The Myf‐6 gene, a novel member of the human gene family of muscle determination factors has been detected by its highly conserved sequence coding for a putative helix‐loop‐helix domain. This sequence motif is a common feature of all Myf factors and other regulatory proteins. The new Myf gene is located on human chromosome 12, approximately 6.5 Kb upstream of the Myf‐5 locus in a closely linked cluster of myogenic determination genes. Myf‐6 cDNAs were isolated from human and mouse skeletal muscle, the only tissue in which expression of the corresponding mRNA was observed. In contrast to human primary muscle cell cultures which express moderate levels of Myf‐6 mRNA, most established rodent muscle cell lines completely lack this mRNA. Myogenic 10T1/2 cells, however, induced by the expression of either pEMSV‐Myf‐4 or pEMSV‐Myf‐5 activate their endogenous mouse Myf‐6 gene. Constitutive expression of Myf‐6 cDNA in C3H 10T1/2 fibroblasts establishes the muscle phenotype at a similar frequency to the previously characterized myogenic factors. Moreover, muscle‐specific CAT reporter constructs containing either the human myosin light chain (MLC) enhancer or the promoter of the embryonic myosin light chain gene are activated in NIH 3T3 fibroblasts or in CV1 kidney cells by cotransfection of Myf‐6 expression vehicles. This transcriptional activation occurs in the absence of any apparent conversion of the cellular phenotype of the recipient cells. Glutathione‐S‐transferase fusion proteins with Myf‐3, Myf‐4 or Myf‐5 specifically bind to a MEF‐like consensus sequence present in the human MLC enhancer and the MLC1 emb promoter.

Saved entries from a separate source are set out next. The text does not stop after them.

PR #645, opened 2024-02-29
fix DCM for NaN data

### LINKED ISSUE #644: `pspm_dcm` fails if all data are NaN
### Summary
The call ` [post, out] = VBA_NLStateSpaceModel(model.meanSCR(:)',u,f_fname,g_fname,dim,invopt);` in `pspm_dcm_inv`
 returns empty variables; the subsequent extraction fails.

Test data: sub 3 from  https://zenodo.org/records/5573788

### Solution
There should be no valid subsessions in this case. If there no valid subsessions, `pspm_dcm_inv` should not be called in the first place.

dominikbach:
Fixes #644  .

- account for an edge case when all data are NaN


dominikbach:
@teddychao Could you kindly add a test case with only NaN data?

teddychao (approved):

teddychao (changes requested):
The original `isempty` in line 277 is not quite working. At line 275, `isnan` will return an array such as `[0,1,0]`, in which `0` and `1` are logical. However, if we type `isempty(isnan([1,2,3]))`, it will return `0`, which means `isnan([1,2,3])` is not empty, and there is `nan` in `[1,2,3]`. This is not correct. If we use `any(isnan([1,2,3]))`, we also get `0`, but this correct, because there is no `nan` in `[1,2,3]`.

teddychao (approved):

teddychao:
@dominikbach I fixed the issues I mentioned above in the commits. I also added the test for missing values as `test_hra1_flex_cs_missing`. Maybe you can have a look and merge if you are happy with them. Thanks

PR #650, opened 2024-03-05
Updated pspm_leaky_integrator and pspm_pp

MadniAbdulWahab:
Fixes # 647.

- used snake case instead of camel case.
- Converted tau from seconds to samples using the sample rate in pspm_pp

### DIFF
--- a/src/pspm_pp.m
+++ b/src/pspm_pp.m
@@ -108,8 +108,8 @@ switch method
       warning('ID:invalid_input', 'Tau must be numeric.'); return;
     end
     % Convert tau from seconds to samples
-    sampleRate = data.header.sr;  % Assuming the sample rate is stored here
-    tau_samples = tau_sec * sampleRate;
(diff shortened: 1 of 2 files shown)


src/pspm_pp.m
```diff
@@ -96,6 +102,20 @@
...
     if sts == -1, return; end
     msg = sprintf('butterworth filter');
+  case 'leaky_integrator'
+    tau_sec = varargin{4}; 
+    if ~isnumeric(tau_sec)
+      warning('ID:invalid_input', 'Tau must be numeric.'); return;
+    end
+    % Convert tau from seconds to samples
+    sample_rate = data.header.sr;  % Assuming the sample rate is stored here
+    tau_samples = tau_sec * sample_rate;
```
dominikbach, line 112: I think you need to `round` here and make sure the result is not zero. You could simply use `pspm_time2index`.

dominikbach (changes requested):

dominikbach (approved):

PR #651, opened 2024-03-07
fix overwriting in data editor

dominikbach:
Fixes a user-reported bug in overwriting existing files in `pspm_data_editor`.


teddychao (approved):

teddychao:
Apologies this is my fault. I can merge it here since this is a simple error of mine.

PR #658, opened 2024-03-14
Update python handling and tests

### LINKED ISSUE #649: create tests for `pspm_check_python` and `pspm_check_python_modules`

MadniAbdulWahab:
Fixes #649.

### Summary
- Created test functions for pspm_check_python and pspm_check_python_modules.

### New files
- `src/py_find_location.py`
  - This python file can detect the location of python source in the system.
- `pspm_check_python.m`
  - The file can check if python environment has been set up in the system. 
- `test/pspm_check_python`
  - The test function can automatically detect python in any system by using `pspm_find_python`. No user specification is required. However, it needs that Python has been installed in the system.
- `test/pspm_check_python_modules_test`
  - Due to complexity, I disabled the checking of "no module". The Python library in the GitHub environment seems to have got some packages, and it is tricky to remove them first.
- `src/pspm_find_python.m`
  - This is a new file that can detect python package in the system with two modes
    - Mode 1: automatically load from system. This mode only relies on `src/py_find_location.py` and do not require users to specify first.
    - Mode 2: it load python from a specific path. If users have previously defined python path (in this case the path will be saved as py_loc.txt), the function can use this saved text file to load python.
  - This function has been updated to support both windows and unix.

### Minor changes
- `main.yml` (Github actions)
  - Python environment was set up by updating the main.yml file.
- `.gitignore`
  - The Python location file has been ignored.
- `src/pspm_cfg/pspm_cfg_python.m`
  - The description of Python environment has been adjusted. Users do not need to specify Python before they can use the auto detection feature. The python detection code is done with Python's own script and does not need users to specify first.
- `src/pspm_cfg/pspm_cfg_run_pp_heart_data.m`
  - Now the auto mode can detect python correctly.


test/pspm_check_python_modules_test.m
```diff
@@ -0,0 +1,50 @@
+classdef pspm_check_python_modules_test < matlab.unittest.TestCase
+    % unittest class for the pspm_check_python_modules function
+    % PsPM TestEnvironment
+    % ● Authorship
+    % Abdul Wahab Madni 2024(Uni Bonn) 
+
+    methods (TestMethodSetup)
+        function addFunctionPath(testCase)
+            % Add the path to the source directory
+            src_path = fullfile(pwd, '..', 'src');
```
teddychao, line 10: In my test this does not seem to work.. I saw `~/GitHub/bachlab/PsPM/../src`. This path does not seem to be recognised by MATLAB.

test/pspm_check_python_test.m
```diff
@@ -0,0 +1,62 @@
...
+            else
+                this.assumeFail('No Python environment set up for testing reporting current environment.');
+            end
+            pyenv('Version', original_env.Version);  % Reset to original Python environment after the test
+        end
+
+        function test_set_new_python_environment(this)
+            % Test setting a new Python environment
+            % Note: Insert a valid path for the Python executable in your system
+            valid_python_path = 'C:\Users\TRA 3 PC0032\AppData\Local\Programs\Python\Python310\python.exe';  % Example path, change to a valid one for the test environment
```
teddychao, line 40: This can be simplified to `~/AppData/...`.
PsPM supports Win/Mac/linux. Previous build has considered Mac and Linux as much it can. Not sure if Mac and linux are considered in this occasion.

teddychao:
I am not sure I understand what test functions want to test, such as whether it wants to test if they are able to detect the python packages or what platforms they want to test.

teddychao (dismissed):
@MadniAbdulWahab Would you mind listing some goals of these test functions? Some specifications may be helpful, such as whether it wants to detect python path itself or it wants users to specify them. Thank you.

test/pspm_check_python_modules_test.m
MadniAbdulWahab: I don't think that will work because MATLAB does not directly recognize the tilde (~) as a shortcut for the home directory. We can try an indirect way like:
home_dir = getenv('USERPROFILE');  % This is for windows
if isempty(home_dir)
    % Fall back for macOS and Linux
    home_dir = getenv('HOME');
end

% Now construct the path with the determined home directory
src_path = fullfile(home_dir, 'GitHub', 'bachlab', 'PsPM', 'src');

test/pspm_check_python_test.m
MadniAbdulWahab: Actually the path is given by the user in the original function and the function works on it accordingly and sets or checks the environment. But when making test, I had to provided my path to test the function that's why I have given a windows path. You have to change the path accoring to your system.

teddychao:
Updated UI
Now users will have to specify the path of python before run heart data pre-processing with heartPy
image

image

dominikbach (approved):

PR #233, opened 2016-11-29
COL-480 Do not increment view count when creator views asset

paulkerschen:
https://jira.ets.berkeley.edu/jira/browse/COL-480


johncrossman:
+1

PR #236, opened 2016-12-01
NOJIRA, remove start.sh from deploy.sh; post-deploy tasks might require downtime

johncrossman:
If there are no post-deploy tasks then Ops can run:
```
./deploy/deploy.sh -t 1.63 && ./deploy/start.sh
```
we must `exit 1` when `echo_usage` such that *start.sh* won't run in example above.


paulkerschen:
Looks good @johncrossman; giving Travis his say.

PR #239, opened 2016-12-02
COL-528 Make asset migration accessible to admins from the browser

paulkerschen:
https://jira.ets.berkeley.edu/jira/browse/COL-528

This large PR is split into three commits for more manageable review.

The first commit moves asset migration logic into a module which is accessible both from the existing script and from a REST endpoint. Validation, sanity checks and tests are added.

The second commit creates a REST endpoint to list all courses associated with a user's Canvas account. We need this in order to display asset migration options to the user. The course listing includes filters relevant to this use case: 1) show only courses where I am an admin; 2) show only courses that are using the Asset Library; 3) don't show the current course.

The third commit includes front-end changes. The "Manage Categories" page becomes a "Manage Assets" page. The asset migration interface is added below the category options.

### DIFF
--- a/scripts/migrate_assets.js
+++ b/scripts/migrate_assets.js
@@ -25,56 +25,24 @@
  * ENHANCEMENTS, OR MODIFICATIONS.
  */
 
-var _ = require('lodash');
-var async = require('async');
-var contentDisposition = require('content-disposition');
-var fs = require('fs');
-var os = require('os');
-var fs = require('fs');
-var path = require('path');
-var request = require('request');
 var argv = require('yargs')
-    .usage('Usage: $0 --fromcourse [fromcourse] --fromuser [fromuser] --tocourse [tocourse] --touser [touser] --categories [categories]')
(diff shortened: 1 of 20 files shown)


scripts/migrate_assets.js
```diff
@@ -25,56 +25,24 @@
...
-var async = require('async');
-var contentDisposition = require('content-disposition');
-var fs = require('fs');
-var os = require('os');
-var fs = require('fs');
-var path = require('path');
-var request = require('request');
 var argv = require('yargs')
-    .usage('Usage: $0 --fromcourse [fromcourse] --fromuser [fromuser] --tocourse [tocourse] --touser [touser] --categories [categories]')
-    .demand(['fromcourse', 'fromuser', 'tocourse', 'touser'])
```
paulkerschen: Because a SuiteC user account is associated with only one course, the `fromcourse` and `tocourse` arguments are redundant.

johncrossman:
Very nice work, @paulkerschen  Commence merge procedure...

PR #240, opened 2016-12-05
COL-587 List users with case-insensitive ordering

paulkerschen:
https://jira.ets.berkeley.edu/jira/browse/COL-587

This fixes a frequent test failure. The test expects case-insensitive ordering; code was performing a case-sensitive ordering; whether or not they matched depended entirely on the random strings.


johncrossman:
+1

PR #244, opened 2016-12-08
COL-524 Disable Canvas polling for a course after 90 days of inactivity; admins can re-enable

paulkerschen:
https://jira.ets.berkeley.edu/jira/browse/COL-524


johncrossman:
Muy bueno. Thanks @paulkerschen

PR #245, opened 2016-12-09
COL-592 Deduplicate assignment submissions in Asset Library

paulkerschen:
https://jira.ets.berkeley.edu/jira/browse/COL-592


johncrossman:
+1

PR #247, opened 2016-12-13
NOJIRA, prod suitec-ops will be updated deliberately, not automatically

johncrossman:
Pull script enhancements in prod _after_ they're road-tested in dev & qa.


paulkerschen:
Makes sense; superstitiously waiting on T.

PR #249, opened 2016-12-16
COL-607 Make poller's course deactivation threshold configurable

paulkerschen:
https://jira.ets.berkeley.edu/jira/browse/COL-607

### DIFF
--- a/node_modules/col-canvas/lib/poller.js
+++ b/node_modules/col-canvas/lib/poller.js
@@ -49,7 +49,7 @@ var pollingDelay = null;
 var lastCoursePoll = Date.now();
 
 // The number of days a course may remain inactive before being removed from the poller's cycle
-var INACTIVE_DAYS_CUTOFF = 90;
+var deactivationThreshold = null;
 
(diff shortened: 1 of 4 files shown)


node_modules/col-canvas/lib/poller.js
```diff
@@ -204,8 +214,11 @@ var handleCourse = module.exports.handleCourse = function(course, opts, callback
           }
 
           // If the course has activity and that activity is in the distant past, we continue to the deactivation step; otherwise return.
```
johncrossman: @paulkerschen nit-picky question: The comment above ("...otherwise return") describes the return at line 222. Maybe move the comment down to avoid confusion with line 218?

johncrossman:
Looks good, @paulkerschen  Posted one question

node_modules/col-canvas/lib/poller.js
paulkerschen: @johncrossman Oh, yes, that's the right place for it. Moved!

johncrossman:
It slices, it dices! Activating deactivation threshold.

PR #250, opened 2016-12-17
COL-608 Allow asset migration to complete in background

paulkerschen:
https://jira.ets.berkeley.edu/jira/browse/COL-608

Avoid timeouts while waiting for asset migration to complete.


johncrossman:
+1

PR #257, opened 2017-01-18
COL-631 Add health check for whiteboard thumbnail generation

paulkerschen:
https://jira.ets.berkeley.edu/jira/browse/COL-631


johncrossman:
Healthy whiteboards is what we want. Thx, @paulkerschen

PR #260, opened 2017-02-01
COL-616 Create .ebextensions for Elastic Beanstalk configuration

paulkerschen:
https://jira.ets.berkeley.edu/jira/browse/COL-616

PR #263, opened 2017-02-01
[eb-master] COL-616 Create .ebextensions for Elastic Beanstalk configuration

paulkerschen:
https://jira.ets.berkeley.edu/jira/browse/COL-616

eb-master version of #260.


johncrossman:
As before...

PR #264, opened 2017-02-01
COL-511 Require secure Postgres connection in production mode

paulkerschen:
https://jira.ets.berkeley.edu/jira/browse/COL-511

This PR is for `eb-master` only.


johncrossman:
Secure connections are what the American people want. Thx, @paulkerschen

PR #186, opened 2026-09-15
app: [Windows] hide maximize button when MaxSize is set

qianniancn:
Maximizing a window with MaxSize moves the bounded window to the top-left corner instead of filling the work area. Hide the maximize button for such windows.

Keep frame resizing enabled unless MinSize and MaxSize are equal.


eliasnaur:
I don't understand why you're removing the maximize button just because a maximum window size is set. Don't you want to be able to maximize the the maximum window size? Or is that unusual behaviour in Windows?

qianniancn:
@eliasnaur In Windows, if `MaxSize` is set and the maximize button is not disabled, clicking the maximize button will move the window to the top-left corner. Since a maximum size has been set, I don't think the window should be maximized.

qianniancn:
Notice that when you click the maximize button, the window moves to the top-left corner, and its decorative elements—such as border shadows and borders—are removed.

https://github.com/user-attachments/assets/56fc2c7f-40e7-4e9d-81a1-17dadf847eca

eliasnaur:
I believe you. But that sounds like a bug, and hiding the maximize button is papering over it. It seems to me the correct behaviour is that clicking the maximize button should make the window go as large as possible.

According to https://learn.microsoft.com/en-us/windows/win32/winmsg/wm-getminmaxinfo

> Sent to a window when the size or position of the window is about to change. An application can use this message to override the window's default maximized size and position, or its default minimum or maximum tracking size.

it sounds like our handling of WM_GETMINMAXINFO is not incorrect.

qianniancn:
@eliasnaur I tested this with MaxSize(800, 600).

WM_GETMINMAXINFO sets the expected size, but Windows still treats the window as maximized. Because the window does not fill the work area, Windows removes the normal border and shadow, so the result looks wrong.

I think disabling the maximize button when MaxSize is set is the right behavior. On Windows, maximizing a window normally means filling the available work area, which conflicts with a smaller maximum size.

eliasnaur:
I notice we only set `ptTrackMaxSize` in our [WM_GETMINMAXINFO handler](https://git.sr.ht/~eliasnaur/gio/tree/main/item/app/os_windows.go#L425). What about `ptMaxSize`?

qianniancn:
@eliasnaur Setting ptMaxSize works, but this is how Windows handles maximized windows: it removes the normal border and shadow even when the maximized size is smaller than the work area.

qianniancn:
I found the previous merge history and discussion: https://git.sr.ht/~eliasnaur/gio/commit/95354d80

eliasnaur:
Merged. Thanks for walking me through the consequences of this change.

PR #187, opened 2026-09-18
widget: add Editor and Selectable PaintSelectionWhenUnfocused

qianniancn:
The selection highlight is hidden when the widget loses focus, even though the selection itself is retained. While a context menu opened from a selection has taken focus, the selection is thus invisible while still being operated on.

Add an opt-in PaintSelectionWhenUnfocused field to both widgets. It can be updated between frames, e.g. set only while a menu is open.

Before Repair:
PixPin_2026-09-18_15-07-39

After Repair:
PixPin_2026-09-18_15-21-14


ddkwork:
nice work

whereswaldon (approved):
Thank you. This approach is noninvasive, and elegantly resolves the problem.

whereswaldon:
Merged!

```
To git.sr.ht:~eliasnaur/gio
   dc7e6295..08c90034  main -> main
```

PR #584, opened 2016-05-10
Test on Travis always high and low deps

goetas:
- before this PR, dependencies of this project were uncertain. this tries to make more clarity on what are the minimum requirements for the serializer
- added code coverage on scrutinizer
- performance improvements

### DIFF
--- a/.travis.yml
+++ b/.travis.yml
@@ -6,6 +6,10 @@ cache:
   directories:
     - $HOME/.composer/cache
 
+env:
+  - STABILITY=''
+  - STABILITY='--prefer-lowest'
+
 php:
   - 5.5
   - 5.6
@@ -18,7 +22,7 @@ matrix:
 
 before_script:
     - composer self-update
-    - composer install
+    - composer update $STABILITY
 
 script: vendor/bin/phpunit --coverage-clover clover
 
--- a/.travis.yml
+++ b/.travis.yml
@@ -21,10 +21,11 @@ matrix:
     - php: hhvm
 
 before_script:
+    - if [[ $TRAVIS_PHP_VERSION = '5.6' && $STABILITY = '' ]]; then PHPUNIT_FLAGS="--coverage-clover clover"; else PHPUNIT_FLAGS=""; fi
     - composer self-update
     - composer update $STABILITY
 
-script: vendor/bin/phpunit --coverage-clover clover
+script: vendor/bin/phpunit $PHPUNIT_FLAGS
 
 after_success:
     - wget https://scrutinizer-ci.com/ocular.phar
--- a/.travis.yml
+++ b/.travis.yml
@@ -6,10 +6,6 @@ cache:
   directories:
     - $HOME/.composer/cache
 
-env:
-  - STABILITY=''
-  - STABILITY='--prefer-lowest'
-
 php:
   - 5.5
   - 5.6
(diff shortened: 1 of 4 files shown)


.travis.yml
```diff
@@ -6,6 +6,10 @@ cache:
   directories:
     - $HOME/.composer/cache
 
+env:
+  - STABILITY=''
+  - STABILITY='--prefer-lowest'
```
stof: it would be much better to run a single job for prefer-lowest instead of one per PHP version, to limit the size of the build matrix. Travis allows only 5 concurrent jobs per repo owner (i.e. for all repos of @schmittjoh in this case) so the size of the matrix has an impact

composer.json
```diff
@@ -29,14 +30,14 @@
         "twig/twig": "~1.12|~2.0",
         "doctrine/orm": "~2.1",
         "doctrine/phpcr-odm": "^1.3",
-        "jackalope/jackalope-doctrine-dbal": "^1.0",
+        "jackalope/jackalope-doctrine-dbal": "^1.1.5",
         "propel/propel1": "~1.7",
-        "symfony/yaml": "2.*",
-        "symfony/translation": "~2.0",
+        "symfony/yaml": "^2.0.5",
```
stof: IIRC, 2.0.6 also had broken metadata, so the lowest dependency should be higher (I suggest making it at least 2.1, like other components)

composer.json
```diff
@@ -29,14 +30,14 @@
...
+        "symfony/translation": "^2.1",
         "symfony/validator": "^2.2",
         "symfony/form": "~2.1",
-        "symfony/filesystem": "2.*",
-        "phpunit/phpunit": "^4.0|^5.0"
+        "symfony/filesystem": "^2.1",
+        "phpunit/phpunit": "^5.0"
```
stof: you also need to allow phpunit 4.8, as PHPUnit 5 is not compatible with PHP 5.5 (or you should rely on the phar available on Travis)

goetas: thanks a lot, i was trying to find a solution exactly for that problem

schmittjoh:
I'm really not sure about this approach. Previously with the lock file, we have a stable build and if we update the lock, and something breaks we know which dependencies to look at.

Without the lock file, things might break without us changing the code. People will complain about tests already being broken when opening pull-requests and we end up hunting down where it comes from without knowing for which dependencies the tests worked. This highest lowest seems useful before a release, but also very fragile otherwise.

Can we combine both approaches (lock file for normal usage, highest-lowest before a release)?

.travis.yml
goetas: i tried to to optimize things to lower the build time and now is almost half time.
do you know some projects using the approach you suggested? to see exactly what do you mean

stof: see https://github.com/minkphp/Mink/blob/master/.travis.yml for instance

goetas:
>Without the lock file, things might break without us changing the code. 

personally i prefer to do not commit lock file, not committing it allows to understand if the declared dependencies and requirements allows to work correctly with the serializer. if some external dependency broke the serializer, the serializer should declare to be conflicting with that version.
committing the lock file ensure that the dependencies at that point in time were ok, but says nothing about the dependencies of the serializer.
A good point about this is https://github.com/schmittjoh/serializer/pull/578#discussion_r62361873 and https://github.com/composer/composer/issues/2461

stof:
@schmittjoh with the previous lock file, you were testing the library only against dependencies that none of your user would use as you were locking versions unmaintained since more than 2 years. so this was making the testsuite useless (as it would not ensure that things work in a real project) rather than making them fragile.

.travis.yml
goetas: done

PR #585, opened 2016-05-11
Ability to swap object to be serialized in pre-serialize event

jmcclell:
This is a new PR to separate the change originally in #542


stof:
you should create a branch containing only the commits related to Symfony 3 and opening a PR for that, separating this from the new feature (which needs more discussion as it is controversial)

jmcclell:
#542 is the branch with just the Symfony 3 support. This branch just happens to still have those commits but this PR is for the feature. If you guys decide you want it I can rebase the Symfony 3 commits out of it.

goetas:
@jmcclell Tests are red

In contrast, the Myf‐6 hybrid protein interacts weakly with the same sequences showing lower affinity and reduced specificity. Since co‐expressed pEMSV‐Myf‐6, nevertheless, is able to activate transcription of the MLC‐CAT reporter constructs in non‐muscle tissue culture cells, the different DNA binding properties in vitro might suggest that transactivation of gene expression by Myf‐6 involves distinct binding sites and/or additional protein factors.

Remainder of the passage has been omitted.